SG&A expense for the year was $44.5 million compared to $40.1 million for the same prior year period, an increase of 11.0%. SG&A expense decreased to 9.6% of sales in 2011, compared to 11.7% in 2010. SG&A expense increased $4.4 million from the same prior year period primarily due to the global expansion of the sales force, build out of the management team, commissions and bonuses associated with the growth and profitability of the Company, partially offset by lower consulting and professional fees. SG&A expense adjusted for non-recurring costs such as restructuring expense and management fees, was $38.8 million compared to $26.6 million for the same prior year period.
Adjusted EBITDA for the year was $44.5 million, an increase of 58.7%, or $16.4 million, compared to $28.1 million in the same prior year period. The $16.4 million increase in Adjusted EBITDA was driven by a $29.6 million increase in gross profit, excluding incremental depreciation of $3.0 million, partially offset by the $12.2 million increase in SG&A expense after adjusting for non-recurring costs. Additionally, the Company had a decrease in the year over year amount of net other income of $1.0 million, primarily related to early pay vendor discounts.
Net income for the year was $1.0 million, or $0.08 per fully diluted share, compared to a net loss of $(16.7) million, or $(1.55) per fully diluted share, in the same prior year period.

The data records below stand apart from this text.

PR #15648, opened 2026-02-02
Add firewalld configuration override specific to azl

binujp:
###### Merge Checklist  

- [ ] Ready to merge

---

###### Summary 

Firewalld configuration is driven of a top level config files and then zones tied to some or all interfaces and the zone configuration itself has the rules for the net filters. We are using nftables, an azurelinux zone policy which opens only ssh and optionally dhcpv6-client port. This change adds a sub-package to azurelinux-config which enables all that.

###### Change Log  

- Change
- Change
- Change

**YES/NO**

###### Associated issues  

- #xxxx

###### Links to CVEs  

###### Test Methodology

- Pipeline build id: xxxx


base/comps/azurelinux-config/10-azurelinux-firewalld.preset
```diff
@@ -0,0 +1 @@
+enable firewalld.service
```
reubeno: Have you looked at the 90-default.preset in azurelinux-release; it's already enabled. I would expect presets go there.

base/comps/azurelinux-config/50-default.network
```diff
@@ -0,0 +1,6 @@
+# We want systemd to manage all interfaces
```
reubeno, line 1: @ddstreetmicrosoft I believe you had some input on the right approach here, what other distros typically do, etc.?

base/images/vm-base/vm-base.kiwi
```diff
@@ -114,9 +116,8 @@
         <package name="system-release" />
     </packages>
 
-    <!--
     <users>
-        <user name="root" password="INSERT-PASSWORD-HERE" groups="root" />
+          <user name="root" password="INSERT-PASSWORD-HERE" groups="root" />
```
reubeno, line 120: Please remove these changes; you should be able to use cloud-init config to inject user account configs / credentials (e.g., via `azldev image boot`).

I'm happy to chat separately to get you unblocked with that.

base/images/images.toml
reubeno, line 1: Are you up to date with the target branch? These comments were removed last week.

scripts/demo-build.sh
```diff
@@ -1,9 +1,14 @@
...
+exec 3> ./demo-build.trc
+BASH_XTRACEFD=3
+set -x
+
+echo -e "\e[0;33mbash trace, -x output is in ./demo-build.trc\e[0m"
 
 #
 # NOTE: This script is a throwaway script. Please think ~~twice~~ thrice before you
-# consider adding anything to it.
+# consider adding anything to it. Let us push all dev-tooling into azldev.
```
reubeno, line 11: Agreed!

scripts/demo-build.sh
```diff
@@ -13,29 +18,75 @@ if [ ! -f azldev.toml ]; then
...
+         --description ./base/images/container-base \
+         --target-dir ./base/out/images \
+         --add-repo="file:///$PWD/base/out,rpm-md,azl,1"
+
+    # Run a command in the container to verify.
+    xzcat ./base/out/images/azl4-container-base.x86_64-0.1.docker.tar.xz | docker load
+    docker run -it --rm microsoft/azurelinux/base/core:4.0 cat /etc/os-release
+}
+
+function build_vm_image() {
```
reubeno, line 69: When you have a moment, try using `azldev image build` and `azldev image boot`. Holler if you have difficulty.

base/images/vm-base/vm-base.kiwi
```diff
@@ -86,7 +88,7 @@
         <package name="sudo" />
         <package name="systemd-boot" />
         <package name="systemd-networkd" />
-        <package name="systemd-resolved" />
+        <package name="azurelinux-config-systemd-networkd" />
```
reubeno, line 91: Thanks for keeping these near each other; probably a good idea to keep this list grouped/orderly over time.

base/comps/azurelinux-config/azurelinux-config.spec
```diff
@@ -0,0 +1,63 @@
...
+%install
+install -d %{buildroot}%{_sysconfdir}/systemd/network
+install -m 644 %{_sourcedir}/50-default.network %{buildroot}%{_sysconfdir}/systemd/network/50-default.network
+install -d %{buildroot}%{_sysconfdir}/systemd/system-preset
+install -m 644 %{_sourcedir}/10-azurelinux-firewalld.preset %{buildroot}%{_sysconfdir}/systemd/system-preset/10-azurelinux-firewalld.preset
+install -d %{buildroot}%{_sysconfdir}/firewalld/zones
+install -m 644 %{_sourcedir}/azurelinux-firewalld-zone.xml %{buildroot}%{_sysconfdir}/firewalld/zones/azurelinux.xml
+install -m 644 %{_sourcedir}/firewalld-azurelinux.conf %{buildroot}%{_sysconfdir}/firewalld/firewalld-azurelinux.conf
+
+%post firewalld
```
reubeno, line 46: Why is this being installed via %post? Can the symlinks be included directly in %files?

base/comps/azurelinux-config/firewalld-azurelinux.conf
```diff
@@ -0,0 +1,121 @@
...
+# default zone
+# The default zone used if an empty zone string is used.
+# Default: public
+DefaultZone=azurelinux
+
+# Clean up on exit
+# If set to no or false the firewall configuration will not get cleaned up
+# on exit or stop of firewalld.
+# Default: yes
+CleanupOnExit=yes
```
reubeno, line 12: Naive question: is it desirable to remove firewall config on firewalld stop? What if the service is unexpectedly stopped -- will that leave the network more exposed than it ought to be?

base/comps/azurelinux-config/azurelinux-firewalld-zone.xml
```diff
@@ -0,0 +1,10 @@
+<?xml version="1.0" encoding="utf-8"?>
+<zone>
```
reubeno, line 2: Naive question: will this zone apply to all non-loopback network interfaces by default?

reubeno, line 2: Other naive question: I see there's a `target` you can set on the `<zone/>`. If left unspecified, will DROP be the default action for unmatched packets?

base/comps/azurelinux-config/azurelinux-firewalld-zone.xml
```diff
@@ -0,0 +1,10 @@
...
+  <short>azurelinux</short>
+  <description>For use in azure cloud vms with zero trust policy. Only ssh is allowed by default. If we need dynamic IPv6 addressing dhcpv6-client will have to be enabled.</description>
+  <service name="ssh"/>
+  <!--
+  <service name="dhcpv6-client"/>
+  -->
+  <forward/>
```
reubeno, line 9: Why is the `<forward/>` here? Do we need to support this by default?

base/comps/azurelinux-config/azurelinux-config.spec
```diff
@@ -0,0 +1,63 @@
...
+Summary:        Azure Linux firewall policies
+Requires:       firewalld
+Supplements:    firewalld
+
+%description firewalld
+Provides Azure Linux specific policies and zones for firewalld. 
+
+%install
+install -d %{buildroot}%{_sysconfdir}/systemd/network
+install -m 644 %{_sourcedir}/50-default.network %{buildroot}%{_sysconfdir}/systemd/network/50-default.network
```
reubeno: Please see https://docs.fedoraproject.org/en-US/packaging-guidelines/RPM_Source_Dir/

>Packages which use files itemized as Source# files, must refer to those files by their %{SOURCE#} macro name, and must not use $RPM_SOURCE_DIR or %{_sourcedir} to refer to those files.

>This is done to ensure that Fedora SRPMS are properly generated. If a Source# item is renamed, a spec which refers to its old name may succeed locally (because the file is still in %{_sourcedir} along with the new file), but the proper file will not be included in the SRPM.

base/comps/azurelinux-config/azurelinux-config.spec
```diff
@@ -0,0 +1,63 @@
...
+
+Source1:        50-default.network
+Source2:        10-azurelinux-firewalld.preset
+Source3:        azurelinux-firewalld-zone.xml
+Source4:        firewalld-azurelinux.conf
+
+BuildArch:      noarch
+
+%description
+Provides AZL specifc configuration overrides via sub-packages. These sub-packages will be pulled in by the relevant owning packages via reverse dependencies.
```
reubeno: Typo: specifc

reubeno (changes requested):

base/comps/azurelinux-config/10-azurelinux-firewalld.preset
binujp: Yes, I saw that presets all go there. My thought was unless azurelinux configuration is available should we enable and start firewalld. If we are sure that is the pattern we want to follow that sounds good.

base/comps/azurelinux-config/50-default.network
binujp: The most robust approach is to let one framework manage all interfaces. Given we are considering only azure cloud deployments I would rather not complicate things. I see there may be cases where the machine is in a DMZ zone and can have NICs in different networks. Let us consider those as special cases to be handled by the customer.

base/comps/azurelinux-config/azurelinux-config.spec
binujp: TIL something, thanks Reuben!

base/comps/azurelinux-config/azurelinux-config.spec
binujp: I assumed since there will be an existing symlink to the default conf, install may fail. I will verify and if it works do it via %files.

base/comps/azurelinux-config/azurelinux-firewalld-zone.xml
binujp: All interfaces get assigned to the default zone unless explicitly assigned. That means all of them should come under azurelinux zone.

binujp: It will apply the default action on any unmatched packet. That is reject. I suppose there is a way to change the default, I have not tried that.

base/comps/azurelinux-config/azurelinux-firewalld-zone.xml
binujp: This allows all interfaces within that zone to forward packets to each other. Load-balancing or NIC failover will need this. I do not have a strong opinion about whether we need this by default. If customers are allowed to spin-up VMs with multiple NICs it is better to have this default.

base/comps/azurelinux-config/firewalld-azurelinux.conf
binujp: Yes; if we err on the side of paranoid and leave iptables rules in place after firewalld is shutdown, that can cause even more pain and upsets. We should rely on systemd to restart firewalld when required.

base/images/vm-base/vm-base.kiwi
binujp: So many ways to do this from alphabetical to functional and domains and ...

base/images/vm-base/vm-base.kiwi
binujp: Oops!

base/images/images.toml
binujp: I did rebase, this change was on top of my other PR https://github.com/microsoft/azurelinux/pull/15599. Maybe that messed this up? I will check.

scripts/demo-build.sh
binujp: That is the invocation here. Did you mean to say get rid of the function wrapper?

base/comps/azurelinux-config/10-azurelinux-firewalld.preset
reubeno: Those presets were mostly just inherited from Fedora; my recollection is that many services are preset-enabled in base Fedora, independent of product. Presumably the thinking is that a customer who doesn't want to use it can arrange not to install the package (or to remove it).

base/comps/azurelinux-config/azurelinux-firewalld-zone.xml
reubeno: As long as it rejects if unmatched--that was my primary question.

base/comps/azurelinux-config/azurelinux-config.spec
reubeno: Ah, I didn't realize another package owns this .conf file.

Interestingly the Fedora guide uses firewalld.conf as a specific example here: https://docs.fedoraproject.org/en-US/packaging-guidelines/Per-Product_Configuration/ -- with some guidance on per-product configs. That sounds applicable?

reubeno: Okay, now that I'm reading through the upstream `firewalld.spec` -- this seems like a case where they expect the base `firewalld` package to carry product-specific .conf files and to switch on VARIANT_ID to select the right one.

There's an interesting question here as to what our VARIANT_ID will be and whether we should go with an overlay as opposed to the layered config package that re-symlinks.

If both `firewalld` and our config package are both trying to symlink -- is there a risk that they'll thrash? i.e., if `firewalld` happens to get reinstalled/upgraded, will it "steal the symlink back"?

base/comps/azurelinux-config/50-default.network
reubeno: Ah, I should have clarified. My question was more around blanket DHCP enablement -- not having systemd-networkd manage the network interfaces.

ddstreetmicrosoft: This is [definitely wrong](https://github.com/microsoft/azurelinux/pull/15599/changes/771d9249a8c05f222d40ca5ac38b5fff1cd07bc9#r2759582097)

base/comps/azurelinux-config/azurelinux-config.spec
```diff
@@ -0,0 +1,60 @@
...
+
+%package firewalld
+Summary:        Azure Linux firewall policies
+Requires:       firewalld
+Supplements:    firewalld
+
+%description firewalld
+Provides Azure Linux specific policies and zones for firewalld. 
+
+%install
```
ddstreetmicrosoft, line 38: as with the other PR, distro-provided files should go into `/usr/lib`; the `/etc` dir is generally for users/admins

base/comps/azurelinux-config/firewalld-azurelinux.conf
```diff
@@ -0,0 +1,121 @@
+# firewalld config file
```
ddstreetmicrosoft, line 1: I would greatly like to see a PR with *individual commits* for every single configuration parameter added here, with specific explanation for why we need to add the config

base/comps/components.toml
```diff
@@ -57,6 +57,7 @@ spec = { type = "upstream", upstream-distro = { name = "fedora", version = "rawh
 [components.file]
 [components.filesystem]
 [components.findutils]
+[components.firewalld]
```
ddstreetmicrosoft, line 60: Is this PR both adding the `firewalld` package itself, *and* adding azl-specific config in a separate package? IMHO simply adding `firewalld` should be completely separate - that should be simple to review/commit.

base/images/vm-base/vm-base.kiwi
```diff
@@ -18,14 +18,14 @@
             format="vhdx"
             initrd_system="dracut"
             filesystem="ext4"
-            kernelcmdline="console=ttyS0 rd.shell=0 systemd.getty_auto=false"
```
ddstreetmicrosoft, line 21: what do these changes have to do with firewalld configuration overrides?

ddstreet:
Similiar to [my comment](https://github.com/microsoft/azurelinux/pull/15599#issuecomment-3844155465) in the [networkd pr](https://github.com/microsoft/azurelinux/pull/15599), I set up [a branch](https://github.com/ddstreet/azurelinux/commits/firewalld-config/) that I think logically breaks up this pr into parts, specifically:

[feat: add firewalld package to kiwi vm-base definition](https://github.com/ddstreet/azurelinux/commit/2039468a5c13f0b918a7a5f516dfd759dc3efb8f)
[ix: remove duplicate systemd-resolved entry from kiwi vm-base definition](https://github.com/ddstreet/azurelinux/commit/22ef9d53353f25ad39ceb8617b3369a7769218f9)

i put both of these in [a separate pr](https://github.com/microsoft/azurelinux/pull/15726)

[update gitignore file](https://github.com/ddstreet/azurelinux/commit/45a90d7a0eafa0638bcfb518f00532bd17e7216f)
[update azurelinux.distro.toml to change rhel from 10->11](https://github.com/ddstreet/azurelinux/commit/d26947592b7698ae8a2d6633b37e2bb7cb940bff)

these 2 are also in [the network pr](https://github.com/microsoft/azurelinux/pull/15599); i think the gitignore change can wait for @binujp to get back, and the rhel version bump needs explanation

[uncomment kiwi vm xml to add definition for root user](https://github.com/ddstreet/azurelinux/commit/35eaa76e6c7dfa13f4666a88b28ace1d56ee5535)

this shouldn't be merged, in fact i think the root user definition (even though its commented out) needs to be removed from the file

[add azurelinux-config spec file with a definition for azurelinux-config-firewalld](https://github.com/ddstreet/azurelinux/commit/1daba66d987ab1045bf6e51138b1ef59d299a352)

this defines the `azurelinux-config` rpm (spec and firewall subpackage, plus config files). I do not think this is how we should deliver firewalld configuration; I think we should look at how the firewalld package currently provides distro-provided config, and do something similar.

[add systemd-networkd config to azurelinux-config package](https://github.com/ddstreet/azurelinux/commit/e2e288df2de444284f731c50e5995abc526d2312)

this seems to be carried over from [the networkd pr](https://github.com/microsoft/azurelinux/pull/15599), and doesn't belong in this pr

[feat: add azurelinux-config packages to kiwi vm-base definition](https://github.com/ddstreet/azurelinux/commit/f08b8df96f328d3c63d211c30d16a13688b35d79)

since I don't think we should create the `azurelinux-config` package, we don't need to add its rpms to the kiwi vm-base image definition.

[update scripts/demo-build.sh](https://github.com/ddstreet/azurelinux/commit/a67b007cf3eef858f3784bd617016efe7461b536)

same opinion as the other pr; don't update this script, as it should be removed

ddstreet:
I rebased my branch so the links in the previous comment are stale, but you can go direction to my branch to see the commits:
https://github.com/ddstreet/azurelinux/commits/firewalld-config/

ddstreet:
Ok, after comparing the `firewalld-azurelinux.conf` and `azurelinux-firewalld-zone.xml` to what's provided out of the box, there are *no* differences in the `.conf` file (besides default zone name pointing to the azurelinux zone), and the azurelinux zone only differs from the standard default zone (public) by closing the `mdns` and `dhcpv6-client` ports.

I think we should close this PR and go with the firewalld defaults as currently provided. Closing the `dhcpv6-client` port in particular will very likely lead to confused and complaining users when their cloud ipv6 configuration doesn't work properly. I don't know how much `mdns` is used in the cloud, but we can decide to close that later if really needed.

ddstreetmicrosoft:
I opened pr #15740 to remove mdns from the public zone, and am closing this pr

At December 31, 2011, the Company’s availability under its revolving credit facility totaled $11.0 million, and the Company was in compliance with all of its financial covenants.
GSE will hold a conference call today, March 30, 2012, at 9:30 a.m. Central Time to discuss fourth quarter and year-end operating results. Interested parties should use the following phone numbers: Toll-free: (877) 644-1284; International: (707) 287-9355; Conference ID # 64669505. Approximately two hours after the call concludes, a replay will be available. This audio replay will be available until April 13, 2012. Interested parties should use the following replay phone numbers: Toll-free: (800) 585-8367; International: (404) 537-3406; Conference ID # 64669505.
Adjusted EBITDA represents net income or loss before interest expense, income tax expense, depreciation and amortization of intangibles, change in the fair value of derivatives, loss (gain) on foreign currency transactions, restructuring expenses, extraordinary and non-recurring professional fees, stockbased compensation expense, loss (gain) on asset sales and management fees paid to CHS Capital LLC. Adjusted EBITDA is a “non-GAAP financial measure,” as defined under the rules of the Securities and Exchange Commission (the “SEC”), and is intended as a supplemental measure of the Company’s performance that is not required by, or presented in accordance with, GAAP. Adjusted EBITDA should not be considered as an alternative to net income, income from continuing operations or any other performance measure derived in accordance with GAAP. The presentation of Adjusted EBITDA should not be construed to imply that future results will be unaffected by unusual or non-recurring items.
Management believes this measure is meaningful to investors to enhance their understanding of the Company’s financial performance. Although Adjusted EBITDA is not necessarily a measure of the Company’s ability to fund cash needs, management understands that it is frequently used by securities analysts, investors and other interested parties as a measure of financial performance and to compare the Company’s performance with the performance of other companies that report Adjusted EBITDA. Adjusted EBITDA should be considered in addition to, not as a substitute for, net income, income from continuing operations and other measures of financial performance reported in accordance with GAAP. Management’s calculation of Adjusted EBITDA may not be comparable to similarly titled measures reported by other companies. A reconciliation of Adjusted EBITDA to net income (loss), the most comparable GAAP measure, appears in the section of this press release titled “Reconciliation of Net Income (Loss) to Adjusted EBITDA.”